The basic structure of an OMF 2 file is a ZIP archive, with ZIP64 extensions.

The files in the archive are stored without compression. Each type of file uses a separate and data-specific compression separate from the ZIP archive, and compressing them again would be a waste of time.

The top-level zip comment will contain the format name and version, such as Open Mining Format 2.0. Due to the structure of ZIP files that comment will always be the final bytes in the file. A ZIP created by another application won't have this comment so won't be recognized as an OMF file.

The OMF file will contain three types of files: the JSON index, arrays, and images.

JSON Index

The index is a gzip-compressed JSON document called index.json.gz. This file is required, and describes the project, elements, and attributes in the OMF file.

See the JSON schema documentation for a specification of the index.

Arrays

Arrays are stored in (Apache Parquet)[https://en.wikipedia.org/wiki/Apache_Parquet] format, using a .parquet extension. Each array of vertex locations, triangles, etc. will be in a separate file within the archive. The JSON index will refer to array files by name.

Several different array types are used, see the Parquet schema documentation for a specification of each one.

Images

Images are encoded in either PNG or JPEG encoded files, which should have .png and .jpg extensions respectively. The JSON index will refer to image files by name.

PNG encoding can store grayscale, grayscale-alpha, RGB or RGBA data with 8 or 16 bits per channel. The compression is lossless.

JPEG encoding can store only 8-bit per channel RGB. They use lossy compression which won't preserve fine details but gives a smaller file size. This is suitable for high-resolution maps and scans where it will give much smaller file sizes.

Versions

The current version is 2.0.

When new features are added the minor version number will be incremented, to 2.1, then 2.2, and so on.

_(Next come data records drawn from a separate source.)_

Issue #3663, opened 2025-02-27
Drag and Drop: Podcasts swap around


joashrajin:
### Description

When you try to drag and drop podcasts on the podcasts page, they don't always stick to the spot you want, and the results are quite unpredicable

### Step-by-step reproduction instructions

1. Ensure you are subscribed to many podcasts (maybe over 50)
2. Set the layout to Grid View
3. Drag a podcast from somewhere in the middle of the page to a few tiles up
4. Notice that it either works or reverts back to where it was

### Screenshots or screen recording

https://github.com/user-attachments/assets/a6adc3b0-ead7-4c52-a390-afa996d1598e

### Did you search for existing bug reports?

- [x] I have searched for existing bug reports.

### Device, Operating system, and Pocket Casts app version

Samsung S21 FE, v7.81, Android 14

sharpestmarble:
This looks like the app is just waiting for the server to update, then the server sends back down an updated order. This happens with my (large) up-next queue. I have found I can get around this by disconnecting from both wifi and mobile data, then make as many updates as I want, then re-connect to the Internet

PR #4053, opened 2025-05-28
Fix podcasts drag & drop

MiSikora:
## Description

During coroutines migration I didn't account for the drag & drop state which is kept separately from the UI state. This fixes it by applying the previous solution of updating the `adapterState` with each new UI state. Ideally this would be a part of the UI state but I don't want to make too many changes in a beta fix.

## Testing Instructions

1. Follow some podcasts.
2. Go to the podcasts tab.
3. Ordering podcasts by drag & drop should work.

## Checklist


sztomek:
Might be related to https://github.com/Automattic/pocket-casts-android/issues/3663 ?

MiSikora:
The root cause of this issue? No. But the fact that we keep `adapterState` separately from the UI state yes. I'm working on it right now. I though I might make it a part of this fix but it's a bigger issue so I'll work on it separately.

PR #4055, opened 2025-05-28
[Notification Revamp] Notification popup

sztomek:
## Description
This PR adds the bottom sheet to explain why users should enable notifications.
The sheet is displayed on the Podcasts screen when the notifications are disabled. 
It offers an option to dismiss the sheet -- in that case we won't show it again.
Otherwise we will try to request permissions if `shouldShowPermissionRationale=true`. As a last resort, we will open the system settings.
Other than that, I also added a check on the Podcast screen to check if notifications are enabled when the user taps the bell icon on a podcast that they already follow. 

See: hVHQ8RgGQf1afBWybZExD2-fi-360_5234

## Testing Instructions
1. Install app
2. Don't allow notifications
3. Select Podcasts tab
- [ ] popup is displayed
4. Tap 'Allow'
- [ ] system permission dialog displayed
5. Tap deny
6. Navigate away from the Podcasts tab then go back
- [ ] popup is displayed
7. Tap Allow again
8. Takes you to the system settings
9. Repeat step 6
10. Dismiss the popup with the X icon
11. Repeat step 6
- [ ] popup is not shown again
12. Now open a podcast and subscribe to it
13. Tap the bell icon
- [ ] snack is displayed

## Screenshots or Screencast 
Screenshot 2025-05-28 at 19 21 57
Screenshot 2025-05-28 at 19 21 57

## Checklist
- ~[ ] If this is a user-facing change, I have added an entry in CHANGELOG.md~
 
- [x] with different themes

### DIFF
--- a/modules/features/podcasts/src/main/java/au/com/shiftyjelly/pocketcasts/podcasts/view/notifications/EnableNotificationsPromptFragment.kt
+++ b/modules/features/podcasts/src/main/java/au/com/shiftyjelly/pocketcasts/podcasts/view/notifications/EnableNotificationsPromptFragment.kt
@@ -19,8 +19,6 @@ import androidx.compose.foundation.layout.windowInsetsPadding
 import androidx.compose.foundation.shape.RoundedCornerShape
 import androidx.compose.ui.Modifier
 import androidx.compose.ui.draw.clip
-import androidx.compose.ui.input.nestedscroll.nestedScroll
-import androidx.compose.ui.platform.rememberNestedScrollInteropConnection
 import androidx.compose.ui.unit.dp
 import androidx.fragment.compose.content
 import au.com.shiftyjelly.pocketcasts.analytics.AnalyticsEvent
@@ -63,11 +61,6 @@ internal class EnableNotificationsPromptFragment : BaseDialogFragment() {
 
     private var wasDismissedViaCloseButton = false
 
-    override fun onCreate(savedInstanceState: Bundle?) {
-        super.onCreate(savedInstanceState)
-        isCancelable = false
-    }
-
     override fun onCreateView(
         inflater: LayoutInflater,
         container: ViewGroup?,
@@ -88,34 +81,30 @@ internal class EnableNotificationsPromptFragment : BaseDialogFragment() {
                 ),
         ) {
             AppThemeWithBackground(theme.activeTheme) {
-                Box(
+                EnableNotificationsPromptScreen(
                     modifier = Modifier
-                        .nestedScroll(rememberNestedScrollInteropConnection())
                         .fillMaxSize()
-                        .windowInsetsPadding(WindowInsets.safeDrawing.only(WindowInsetsSides.Horizontal)),
-                ) {
-                    EnableNotificationsPromptScreen(
-                        modifier = Modifier.padding(
+                        .padding(
                             vertical = 16.dp,
                             horizontal = 16.dp,
-                        ),
-                        onCtaClicked = {
-                            analyticsTracker.track(AnalyticsEvent.NOTIFICATIONS_PERMISSIONS_ALLOW_TAPPED)
-                            if (Build.VERSION.SDK_INT >= Build.VERSION_CODES.TIRAMISU) {
-                                if (shouldShowRequestPermissionRationale(Manifest.permission.POST_NOTIFICATIONS)) {
-                                    permissionRequester.launch(Manifest.permission.POST_NOTIFICATIONS)
-                                    analyticsTracker.track(AnalyticsEvent.NOTIFICATIONS_OPT_IN_SHOWN)
-                                } else {
-                                    notificationHelper.openNotificationSettings(requireActivity())
-                                }
+                        )
+                        .windowInsetsPadding(WindowInsets.safeDrawing.only(WindowInsetsSides.Horizontal)),
+                    onCtaClicked = {
+                        analyticsTracker.track(AnalyticsEvent.NOTIFICATIONS_PERMISSIONS_ALLOW_TAPPED)
+                        if (Build.VERSION.SDK_INT >= Build.VERSION_CODES.TIRAMISU) {
+                            if (shouldShowRequestPermissionRationale(Manifest.permission.POST_NOTIFICATIONS)) {
+                                permissionRequester.launch(Manifest.permission.POST_NOTIFICATIONS)
+                                analyticsTracker.track(AnalyticsEvent.NOTIFICATIONS_OPT_IN_SHOWN)
+                            } else {
+                                notificationHelper.openNotificationSettings(requireActivity())
                             }
-                        },
-                        onDismissClicked = {
-                            wasDismissedViaCloseButton = true
-                            dismiss()
-                        },
-                    )
-                }
+                        }
+                    },
+                    onDismissClicked = {
+                        wasDismissedViaCloseButton = true
+                        dismiss()
+                    },
+                )
             }
         }
     }


modules/features/podcasts/src/main/java/au/com/shiftyjelly/pocketcasts/podcasts/view/notifications/EnableNotificationsPromptScreen.kt
```diff
@@ -0,0 +1,95 @@
...
+        modifier = modifier,
+        horizontalAlignment = Alignment.CenterHorizontally,
+    ) {
+        IconButton(
+            onClick = onDismissClicked,
+            modifier = Modifier.align(Alignment.End),
+        ) {
+            Icon(
+                painter = painterResource(IR.drawable.ic_close),
+                contentDescription = "close icon",
```
MiSikora: Content descriptions should be localized.

modules/features/podcasts/src/main/java/au/com/shiftyjelly/pocketcasts/podcasts/viewmodel/PodcastViewModel.kt
```diff
@@ -103,6 +110,8 @@ class PodcastViewModel
 
     val groupedEpisodes: MutableLiveData<List<List<PodcastEpisode>>> = MutableLiveData()
     val signInState = userManager.getSignInState().toLiveData()
+    private val _showNotificationSnack = MutableStateFlow<SnackBarMessage?>(null)
```
MiSikora: Wouldn't it be more suitable to make it a `SharedFlow` instead of a `StateFlow`? Current setup requires initial artificial `null` state and filtering it out when collecting the stream.

modules/features/podcasts/src/main/java/au/com/shiftyjelly/pocketcasts/podcasts/viewmodel/PodcastViewModel.kt
```diff
@@ -332,10 +341,22 @@ class PodcastViewModel
         }
     }
 
-    fun showNotifications(podcastUuid: String, show: Boolean) {
+    fun showNotifications(podcastUuid: String, podcastTitle: String, show: Boolean) {
```
MiSikora: Since we pass in the uuid there shouldn't be a need to pass in the title. It can be accessed from the local storage.

modules/features/podcasts/src/main/java/au/com/shiftyjelly/pocketcasts/podcasts/viewmodel/PodcastViewModel.kt
```diff
@@ -717,6 +742,23 @@ class PodcastViewModel
...
     }
 
+    sealed interface SnackBarMessage {
+        val message: TextResource
+        val cta: TextResource?
+
+        data class ShowNotificationsDisabledMessage(
+            override val message: TextResource,
+            override val cta: TextResource,
+            private val uniqueUuid: UUID = UUID.randomUUID(),
```
MiSikora: The UUID isn't used anywhere.

modules/features/podcasts/src/main/java/au/com/shiftyjelly/pocketcasts/podcasts/viewmodel/PodcastViewModel.kt
```diff
@@ -717,6 +742,23 @@ class PodcastViewModel
         REFRESH_BUTTON("refresh_button"),
     }
 
+    sealed interface SnackBarMessage {
+        val message: TextResource
+        val cta: TextResource?
```
MiSikora: I don't really understand why this type needs to be a `sealed` type. Can't we have a simple class that accepts both CTA label and CTA action?

modules/features/podcasts/src/main/java/au/com/shiftyjelly/pocketcasts/podcasts/viewmodel/PodcastsViewModel.kt
```diff
@@ -62,10 +64,15 @@ class PodcastsViewModel
...
-                    SuggestedFoldersState.Available
+                if (notificationHelper.hasNotificationsPermission()) {
+                    _suggestedFoldersState.value = if (folders.isEmpty()) {
+                        SuggestedFoldersState.Empty
+                    } else {
+                        SuggestedFoldersState.Available
+                    }
+                    _notificationsState.value = NotificationsPromptState.AlreadyHasPermissions
+                } else if (!settings.notificationsPromptAcknowledged.value) {
+                    _notificationsState.value = NotificationsPromptState.ShowPrompt
```
MiSikora: Using suggested folders to determine notification behavior seems likely to result in confusing logic and potential bugs. Can these two concepts be separated? Even now, this causes a bug: if I never grant notification permission, the suggested folders dialog never appears. Neither automatically nor when tapping the folders button.

modules/features/podcasts/src/main/java/au/com/shiftyjelly/pocketcasts/podcasts/viewmodel/PodcastsViewModel.kt
```diff
@@ -273,6 +283,14 @@ class PodcastsViewModel
         folderUuidObservable.accept(Optional.ofNullable(folderUuid))
     }
 
+    fun checkNotificationPermission() {
+        if (notificationHelper.hasNotificationsPermission()) {
+            _notificationsState.value = NotificationsPromptState.AlreadyHasPermissions
+        } else if (settings.notificationsPromptAcknowledged.value) {
+            _notificationsState.value = null
+        }
+    }
```
MiSikora: This function is a bit misleading. It doesn't check the permission. It updates permission state.

modules/services/images/src/main/res/drawable-xxxhdpi/android_mockup.png
MiSikora, line 1: The added assets are really big in size. Can you convert them to the WebP format? I use this script locally.

```
#!/bin/bash
set -e

QUALITY=75

usage="Create a set of WebP images from a provided image. Scripts assumes that the image is in xxxhdpi resolution.
    -h  show this help text
    -i  source image file
    -q  compression factor for RGB channels between 0 and 100 (default is 75)"

# Assign arguments
options=':h:i:q:'
while getopts $options option; do
  case "$option" in
    h) echo "$usage"; exit 0;;
    i) IMAGE=$(realpath "$OPTARG");;
    q) QUALITY=$OPTARG;;
    :) printf "Missing argument for -%s\n\n" "$OPTARG" >&2; echo "$usage" >&2; exit 1;;
   \?) printf "Illegal option: -%s\n\n" "$OPTARG" >&2; echo "$usage" >&2; exit 1;;
  esac
done

if ! command -v magick &> /dev/null; then
  echo "ImageMagick doesn't seem to be installed (or not in PATH)."
  echo "Please install it using 'brew install imagemagick' and try again."
  exit 3
fi

# Require source image file
if [ ! -f "${IMAGE}" ] ; then
  echo "-i argument must be provided\n"
  echo "$usage" >&2; exit 1
fi

if ! ((QUALITY >= 0 && QUALITY <= 100)); then
  echo "-q argument '${QUALITY}' must be a number between 0 and 100\n"
  echo "$usage" >&2; exit 1
fi

mkdir -p "./res/drawable-xxxhdpi"
mkdir -p "./res/drawable-xxhdpi"
mkdir -p "./res/drawable-xhdpi"
mkdir -p "./res/drawable-hdpi"
mkdir -p "./res/drawable-mdpi"
mkdir -p "./res/drawable-ldpi"

FILENAME=$(basename "$IMAGE" | cut -d. -f1)

magick "${IMAGE}" -scale "100%" -quality "${QUALITY}" -define "webp:lossess=true" "./res/drawable-xxxhdpi/$FILENAME.webp"
magick "${IMAGE}" -scale "75%" -quality "${QUALITY}" -define "webp:lossess=true" "./res/drawable-xxhdpi/$FILENAME.webp"
magick "${IMAGE}" -scale "50%" -quality "${QUALITY}" -define "webp:lossess=true" "./res/drawable-xhdpi/$FILENAME.webp"
magick "${IMAGE}" -scale "37.5%" -quality "${QUALITY}" -define "webp:lossess=true" "./res/drawable-hdpi/$FILENAME.webp"
magick "${IMAGE}" -scale "25%" -quality "${QUALITY}" -define "webp:lossess=true" "./res/drawable-mdpi/$FILENAME.webp"
magick "${IMAGE}" -scale "18.75%" -quality "${QUALITY}" -define "webp:lossess=true" "./res/drawable-ldpi/$FILENAME.webp"
```

modules/features/podcasts/src/main/java/au/com/shiftyjelly/pocketcasts/podcasts/viewmodel/PodcastsViewModel.kt
```diff
@@ -363,6 +382,11 @@ class PodcastsViewModel
         data object Available : SuggestedFoldersState()
     }
 
+    sealed class NotificationsPromptState {
+        data object ShowPrompt : NotificationsPromptState()
+        data object AlreadyHasPermissions : NotificationsPromptState()
```
MiSikora: The whole state with its flow seems a bit strange. `AlreadyHasPermissions` type isn't used anywhere as a read value and we use `null` that means the same in the UI layer.

modules/features/podcasts/src/main/java/au/com/shiftyjelly/pocketcasts/podcasts/viewmodel/PodcastViewModel.kt
sztomek: Good callout, thanks!

modules/features/podcasts/src/main/java/au/com/shiftyjelly/pocketcasts/podcasts/viewmodel/PodcastViewModel.kt
sztomek: yeah, it's initial purpose was to guarantee uniqueness, but it won't be necessary with the sharedflow approach now.

modules/features/podcasts/src/main/java/au/com/shiftyjelly/pocketcasts/podcasts/viewmodel/PodcastViewModel.kt
sztomek: agreed, in this form it isn't really telling. 
made some changes and `cta` is now a member of `ShowNotificationsDisabledMessage`.
I'd still keep the sealed class structure because on `PodcastFragment` the original code that displayed a snackbar 
 (when subscribed for new new episodes) used a fixed duration of 3000 ms. Meanwhile the new snacks for disabled notifications would use a different (default) duration

modules/services/images/src/main/res/drawable-xxxhdpi/android_mockup.png
sztomek: nice, i love it. thanks!

modules/features/podcasts/src/main/java/au/com/shiftyjelly/pocketcasts/podcasts/viewmodel/PodcastsViewModel.kt
sztomek: Reworked definitions and flow to better reflect what I wanted to achieve. Thakns for flagging these problems 🙏

dangermattic:
<table>
  <thead>
    <tr>
      <th width="50"></th>
          1 Warning
      </th>
     </tr>
  </thead>
  <tbody>
    <tr>
      <td>:warning:</td>
    </tr>
  </tbody>
</table>

</p>

sztomek:
@MiSikora thanks for the review, you've made very nice points.
I think I've addressed all of them but the ones that require design input. Asked Dom to provide feedback for the landscape mode here: p1748880766784139-slack-C08KX131YRJ 
Please take another look when you can 🙏

modules/features/podcasts/src/main/java/au/com/shiftyjelly/pocketcasts/podcasts/viewmodel/PodcastViewModel.kt
```diff
@@ -335,7 +341,23 @@ class PodcastViewModel
     fun showNotifications(podcastUuid: String, show: Boolean) {
         analyticsTracker.track(AnalyticsEvent.PODCAST_SCREEN_NOTIFICATIONS_TAPPED, AnalyticsProp.notificationEnabled(show))
         viewModelScope.launch {
-            podcastManager.updateShowNotifications(podcastUuid, show)
+            if (!notificationHelper.hasNotificationsPermission()) {
+                _showNotificationSnack.tryEmit(
```
MiSikora: Since we are inside a `CoroutineScope` we should use `emit()` instead of `tryEmit()`. Otherwise values aren't delivered through a `SharedFlow` that has no buffer capacity. It is the case here, resulting in the snackbar not being displayed.

modules/features/podcasts/src/main/java/au/com/shiftyjelly/pocketcasts/podcasts/view/podcast/PodcastFragment.kt
```diff
@@ -917,6 +912,27 @@ class PodcastFragment : BaseFragment() {
                 }
             }
         }
+
+        viewLifecycleOwner.lifecycleScope.launch {
+            viewModel.showNotificationSnack.flowWithLifecycle(lifecycle)
+                .filterNotNull()
```
MiSikora: This shouldn't be needed any more.

MiSikora (approved):
Looks good. Just needs one fix to handling `MutableSharedFlow` before merging.

> but the ones that require design input

Yeah, sounds good. I think if we decide to keep the bottom sheet appearance instead of the full-screen one it is important to add the drag gesture. It feels very unnatural to me to see a bottom sheet page that I cannot dismiss by dragging it down.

If features are ever removed, or changed such that the format can't store something it used to store, the major version number will be incremented. This won't be done lightly, so it is unlikely to ever happen.

When writing files the OMF library will use the oldest version possible, down to 2.0, based on what is being stored. Even if the library can write version 2.2 files, if you don't use any of the new features a 2.1 or 2.0 file may be written.